PR #5162, opened 2017-01-24
Add persistent option to config

svirusxxx:
We don't want use a persistent connections on our servers.
So I wrote a little changes to opencarta, and now it can be changed.


danielkerr:
not a chance

arnisjuraga:
@svirusxxx is there any use for that?

danielkerr:
set the persistence via php.ini

PR #5165, opened 2017-01-27
Display language name in language selector during install.

olegsv:
Relies on intl extension.


arnisjuraga:
I couldn't test it, because I don't have `intl` loaded on my dev server, but seems legit. :)
Could be too fancy for Opencart.

olegsv:
@arnisjuraga this will work without the extension as well. More reliable way will be to add a constant with language name to all language files, like in osCommerce.

Issue #5151, opened 2017-01-19
OpenCart 2.3.0.2 CSRF vulnerability - User account takeover


open-security:
Hello,
There is a security vulnerability in OpenCart 2.3.0.2 which allows a
hacker to break into a customer account.
The bug exists in "My Account Information" page. The form is not protected
with a token id, so a hacker can change user's information silently.
Here is a demonstrative video to explain this security vulnerability:
http://opensecurity.ca/media/opencart-csrf.mp4

With regards,
Open Security

uksitebuilder:
How ridicuous - the hacker would need to be on the same machine and the user being hacked would need to have left browser window open and not have logged out of OpenCart

Much simpler for the hacker to use the browser history to go back to the PpenCart My Account page - Or press CMD / (Ctrl) + T until the tab re-opens

arnisjuraga:
From the video, the hacker `doesn't need to be` on the same machine!

**This is VERY CRITICAL security issue, correct me if I'm wrong:**

1) User have to be logged into Opencart
2) If user now opens hacker link (sent in email, hidden in any web page) from the same browser in ANY tab, then hacker silently changes the user settings for the user.

open-security:
Yes, the hacker doesn't need to be on the same machine.
CSRF is a dangerous security vulnerability and is one of OWASP's top 10 attacks:
https://www.owasp.org/index.php/Top10
https://www.owasp.org/index.php/CSRF

arnisjuraga:
This has been discovered already 2 years ago. 
So, @danielkerr - this IS an issue:

https://www.curesec.com/blog/article/blog/OpenCart-2031-CSRF-66.html
http://seclists.org/fulldisclosure/2015/Nov/21

danielkerr:
forget it! this guy has only registered an account to promote his own crappy services! 

Ive know about this for years but its always been at the bottom my priority list as its not worth fixing. I have explained this many times! 

but any reason i give this guy will argue with me rather than holding his hand up and admitting it, its always the "what if scenario!".

so lets do the maths

317,000 live web  sites using opencart.

1st how are you going to find which users are members of which store since no personal information about its users are listed on any opencart site!!! 

2nd even if you found a user the user would have to be logged into a specific store you are targeting while visiting a compromised page on another site. I dont know about you but i must spend a few minutes a year logged into sites i buy off. Im not logged in 24 hours a day while im, reading emails! 

[...]

PR #5172, opened 2017-02-03
Implement CSRF protection in user setting forms

shinkbr:
Hi,

This is a fix for a CSRF vulnerability discussed in #5151.
(I'm aware that this is a closed issue but I believe that this needs to be fixed and therefore I wrote a patch.)

There are still more endpoints that should be protected from CSRF (such as the checkout form), but I will keep this PR to the most important two and cover the rest later if this seems OK.

Please correct me if there is a problem with the way I implemented this.

Thanks,

### DIFF
--- a/upload/catalog/controller/account/edit.php
+++ b/upload/catalog/controller/account/edit.php
@@ -73,6 +73,12 @@ class ControllerAccountEdit extends Controller {
 		$data['button_back'] = $this->language->get('button_back');
 		$data['button_upload'] = $this->language->get('button_upload');
 
+		if (isset($this->error['csrf_token'])) {
+			$data['error_csrf_token'] = $this->error['csrf_token'];
+		} else {
+			$data['error_csrf_token'] = '';
+		}
+
 		if (isset($this->error['warning'])) {
 			$data['error_warning'] = $this->error['warning'];
 		} else {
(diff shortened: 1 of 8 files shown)


arnisjuraga:
BUG: csrf token is not generated uppon account/register!

shinkbr:
@arnisjuraga Thanks for pointing out! I will fix it, as we were going to use this for our service regardless.

arnisjuraga:
Please, give a note here too, if someone else is willing to use iet.

akzogibbs:
@shinkbr @arnisjuraga @danielkerr  - Does anyone know if this has been addressed in the most recent V2 build 2.0.3.0? I've been having massive issues with malware injections to point where i'm about to drop Opencart and move to another solution. When i've run scans on the site i'm being told the vulnerabilities are in various input forms?

RaidoDev:
Hi @akzogibbs ! 

Available vulnerabilities do not guarantee, that your site has been infected through them. There can be multiple reasons, why your site has the problem.

You can contact me and I can have a look, what exactly has been broken.

akzogibbs:
@RaidoDev - Yes please. I'll send you an email

shinkbr:
@akzogibbs CSRF is not the kind of vulnerability that can directly result in a malware injection. Perhaps there is another issue in the system.

danielkerr:
This does not sound like an OC issue. If files are being added u can check the logs where there IP is uploading the files

akzogibbs:
thanks for the feedback @danielkerr , @shinkbr ...much appriciated

danielkerr:
also yopur issue is nothing to do with CSRF .

schiggi:
Is this patch available as an vqmod or ocmod file?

## WHAT THIS TASK INVOLVES:
Could you transcribe the whole listing above without any edits?

## ANSWER SPACE:
PR #5162, opened 2017-01-24
Add persistent option to config

svirusxxx:
We don't want use a persistent connections on our servers.
So I wrote a little changes to opencarta, and now it can be changed.


danielkerr:
not a chance

arnisjuraga:
@svirusxxx is there any use for that?

danielkerr:
set the persistence via php.ini

PR #5165, opened 2017-01-27
Display language name in language selector during install.

olegsv:
Relies on intl extension.


arnisjuraga:
I couldn't test it, because I don't have `intl` loaded on my dev server, but seems legit. :)
Could be too fancy for Opencart.

olegsv:
@arnisjuraga this will work without the extension as well. More reliable way will be to add a constant with language name to all language files, like in osCommerce.

Issue #5151, opened 2017-01-19
OpenCart 2.3.0.2 CSRF vulnerability - User account takeover


open-security:
Hello,
There is a security vulnerability in OpenCart 2.3.0.2 which allows a
hacker to break into a customer account.
The bug exists in "My Account Information" page. The form is not protected
with a token id, so a hacker can change user's information silently.
Here is a demonstrative video to explain this security vulnerability:
http://opensecurity.ca/media/opencart-csrf.mp4

With regards,
Open Security

uksitebuilder:
How ridicuous - the hacker would need to be on the same machine and the user being hacked would need to have left browser window open and not have logged out of OpenCart

Much simpler for the hacker to use the browser history to go back to the PpenCart My Account page - Or press CMD / (Ctrl) + T until the tab re-opens

arnisjuraga:
From the video, the hacker `doesn't need to be` on the same machine!

**This is VERY CRITICAL security issue, correct me if I'm wrong:**

1) User have to be logged into Opencart
2) If user now opens hacker link (sent in email, hidden in any web page) from the same browser in ANY tab, then hacker silently changes the user settings for the user.

open-security:
Yes, the hacker doesn't need to be on the same machine.
CSRF is a dangerous security vulnerability and is one of OWASP's top 10 attacks:
https://www.owasp.org/index.php/Top10
https://www.owasp.org/index.php/CSRF

arnisjuraga:
This has been discovered already 2 years ago. 
So, @danielkerr - this IS an issue:

https://www.curesec.com/blog/article/blog/OpenCart-2031-CSRF-66.html
http://seclists.org/fulldisclosure/2015/Nov/21

danielkerr:
forget it! this guy has only registered an account to promote his own crappy services! 

Ive know about this for years but its always been at the bottom my priority list as its not worth fixing. I have explained this many times! 

but any reason i give this guy will argue with me rather than holding his hand up and admitting it, its always the "what if scenario!".

so lets do the maths

317,000 live web  sites using opencart.

1st how are you going to find which users are members of which store since no personal information about its users are listed on any opencart site!!! 

2nd even if you found a user the user would have to be logged into a specific store you are targeting while visiting a compromised page on another site. I dont know about you but i must spend a few minutes a year logged into sites i buy off. Im not logged in 24 hours a day while im, reading emails! 

[...]

PR #5172, opened 2017-02-03
Implement CSRF protection in user setting forms

shinkbr:
Hi,

This is a fix for a CSRF vulnerability discussed in #5151.
(I'm aware that this is a closed issue but I believe that this needs to be fixed and therefore I wrote a patch.)

There are still more endpoints that should be protected from CSRF (such as the checkout form), but I will keep this PR to the most important two and cover the rest later if this seems OK.

Please correct me if there is a problem with the way I implemented this.

Thanks,

### DIFF
--- a/upload/catalog/controller/account/edit.php
+++ b/upload/catalog/controller/account/edit.php
@@ -73,6 +73,12 @@ class ControllerAccountEdit extends Controller {
 		$data['button_back'] = $this->language->get('button_back');
 		$data['button_upload'] = $this->language->get('button_upload');
 
+		if (isset($this->error['csrf_token'])) {
+			$data['error_csrf_token'] = $this->error['csrf_token'];
+		} else {
+			$data['error_csrf_token'] = '';
+		}
+
 		if (isset($this->error['warning'])) {
 			$data['error_warning'] = $this->error['warning'];
 		} else {
(diff shortened: 1 of 8 files shown)


arnisjuraga:
BUG: csrf token is not generated uppon account/register!

shinkbr:
@arnisjuraga Thanks for pointing out! I will fix it, as we were going to use this for our service regardless.

arnisjuraga:
Please, give a note here too, if someone else is willing to use iet.

akzogibbs:
@shinkbr @arnisjuraga @danielkerr  - Does anyone know if this has been addressed in the most recent V2 build 2.0.3.0? I've been having massive issues with malware injections to point where i'm about to drop Opencart and move to another solution. When i've run scans on the site i'm being told the vulnerabilities are in various input forms?

RaidoDev:
Hi @akzogibbs ! 

Available vulnerabilities do not guarantee, that your site has been infected through them. There can be multiple reasons, why your site has the problem.

You can contact me and I can have a look, what exactly has been broken.

akzogibbs:
@RaidoDev - Yes please. I'll send you an email

shinkbr:
@akzogibbs CSRF is not the kind of vulnerability that can directly result in a malware injection. Perhaps there is another issue in the system.

danielkerr:
This does not sound like an OC issue. If files are being added u can check the logs where there IP is uploading the files

akzogibbs:
thanks for the feedback @danielkerr , @shinkbr ...much appriciated

danielkerr:
also yopur issue is nothing to do with CSRF .

schiggi:
Is this patch available as an vqmod or ocmod file?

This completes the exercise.